- **What is needed**
Restate each entry shown beneath this instruction, keeping its wording intact.

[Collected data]
Issue #123, opened 2015-03-16
Switch tabs onMouseDown


KeitIG:
Hello,

I was surprised to not find any issue on this. What about switch tabs onMouseDown() instead of Click() ? It has all benefits: you can see the tab sooner, the UI seems more reactive...

ref: https://github.com/atom/atom/issues/5174

As as-cii mentioned, it is not really "pure performance improvement". Just a (working) trick.

I guess I could do a PR myself, but what do you think about that ?

swinbank:
I do agree that perceived responsiveness is important. I tinkered with this about a year ago, but I vaguely remember it being slightly more trivial than I had bargained for, since it was affecting the ability to drag tabs around.

KeitIG:
@swinbank take a look at my PR. I've fixed it ;)

swinbank:
Great!

50Wliu:
This has been merged so closing.

PR #124, opened 2015-03-16
Switch tabs onmousedown

KeitIG:
following #123 

I tested it, It works quite well and feels more reactive. Merge if you feel the need.

### DIFF
--- a/lib/tab-bar-view.coffee
+++ b/lib/tab-bar-view.coffee
@@ -60,7 +60,7 @@ class TabBarView extends View
       if which is 1 and not target.classList.contains('close-icon')
         @pane.activateItem(tab.item)
         @pane.activate()
-        false
+        true
       else if which is 3 or (which is 1 and ctrlKey is true)
         @find('.right-clicked').removeClass('right-clicked')
         tab.classList.add('right-clicked')
--- a/lib/tab-bar-view.coffee
+++ b/lib/tab-bar-view.coffee
@@ -75,7 +75,7 @@ class TabBarView extends View
       @pane.destroyItem(tab.item)
       false
 
-    @on 'click', '.tab', ({target, which}) =>
+    @on 'mousedown', '.tab', ({target, which}) =>
       tab = $(target).closest('.tab')[0]
       if which is 1 and not target.classList.contains('close-icon')
         @pane.activateItem(tab.item)
--- a/lib/tab-bar-view.coffee
+++ b/lib/tab-bar-view.coffee
@@ -57,7 +57,11 @@ class TabBarView extends View
 
     @on 'mousedown', '.tab', ({target, which, ctrlKey}) =>
       tab = $(target).closest('.tab')[0]
-      if which is 3 or (which is 1 and ctrlKey is true)
+      if which is 1 and not target.classList.contains('close-icon')
+        @pane.activateItem(tab.item)
+        @pane.activate()
+        false
+      else if which is 3 or (which is 1 and ctrlKey is true)
         @find('.right-clicked').removeClass('right-clicked')
         tab.classList.add('right-clicked')
         false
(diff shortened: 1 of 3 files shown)


thomasjo:
@KeitIG You've got a broken spec which needs to be fixed:
https://travis-ci.org/atom/tabs/builds/54543728#L111

KeitIG:
@thomasjo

- **Solution to this exercise**
Issue #123, opened 2015-03-16
Switch tabs onMouseDown


KeitIG:
Hello,

I was surprised to not find any issue on this. What about switch tabs onMouseDown() instead of Click() ? It has all benefits: you can see the tab sooner, the UI seems more reactive...

ref: https://github.com/atom/atom/issues/5174

As as-cii mentioned, it is not really "pure performance improvement". Just a (working) trick.

I guess I could do a PR myself, but what do you think about that ?

swinbank:
I do agree that perceived responsiveness is important. I tinkered with this about a year ago, but I vaguely remember it being slightly more trivial than I had bargained for, since it was affecting the ability to drag tabs around.

KeitIG:
@swinbank take a look at my PR. I've fixed it ;)

swinbank:
Great!

50Wliu:
This has been merged so closing.

PR #124, opened 2015-03-16
Switch tabs onmousedown

KeitIG:
following #123 

I tested it, It works quite well and feels more reactive. Merge if you feel the need.

### DIFF
--- a/lib/tab-bar-view.coffee
+++ b/lib/tab-bar-view.coffee
@@ -60,7 +60,7 @@ class TabBarView extends View
       if which is 1 and not target.classList.contains('close-icon')
         @pane.activateItem(tab.item)
         @pane.activate()
-        false
+        true
       else if which is 3 or (which is 1 and ctrlKey is true)
         @find('.right-clicked').removeClass('right-clicked')
         tab.classList.add('right-clicked')
--- a/lib/tab-bar-view.coffee
+++ b/lib/tab-bar-view.coffee
@@ -75,7 +75,7 @@ class TabBarView extends View
       @pane.destroyItem(tab.item)
       false
 
-    @on 'click', '.tab', ({target, which}) =>
+    @on 'mousedown', '.tab', ({target, which}) =>
       tab = $(target).closest('.tab')[0]
       if which is 1 and not target.classList.contains('close-icon')
         @pane.activateItem(tab.item)
--- a/lib/tab-bar-view.coffee
+++ b/lib/tab-bar-view.coffee
@@ -57,7 +57,11 @@ class TabBarView extends View
 
     @on 'mousedown', '.tab', ({target, which, ctrlKey}) =>
       tab = $(target).closest('.tab')[0]
-      if which is 3 or (which is 1 and ctrlKey is true)
+      if which is 1 and not target.classList.contains('close-icon')
+        @pane.activateItem(tab.item)
+        @pane.activate()
+        false
+      else if which is 3 or (which is 1 and ctrlKey is true)
         @find('.right-clicked').removeClass('right-clicked')
         tab.classList.add('right-clicked')
         false
(diff shortened: 1 of 3 files shown)


thomasjo:
@KeitIG You've got a broken spec which needs to be fixed:
https://travis-ci.org/atom/tabs/builds/54543728#L111

KeitIG:
@thomasjo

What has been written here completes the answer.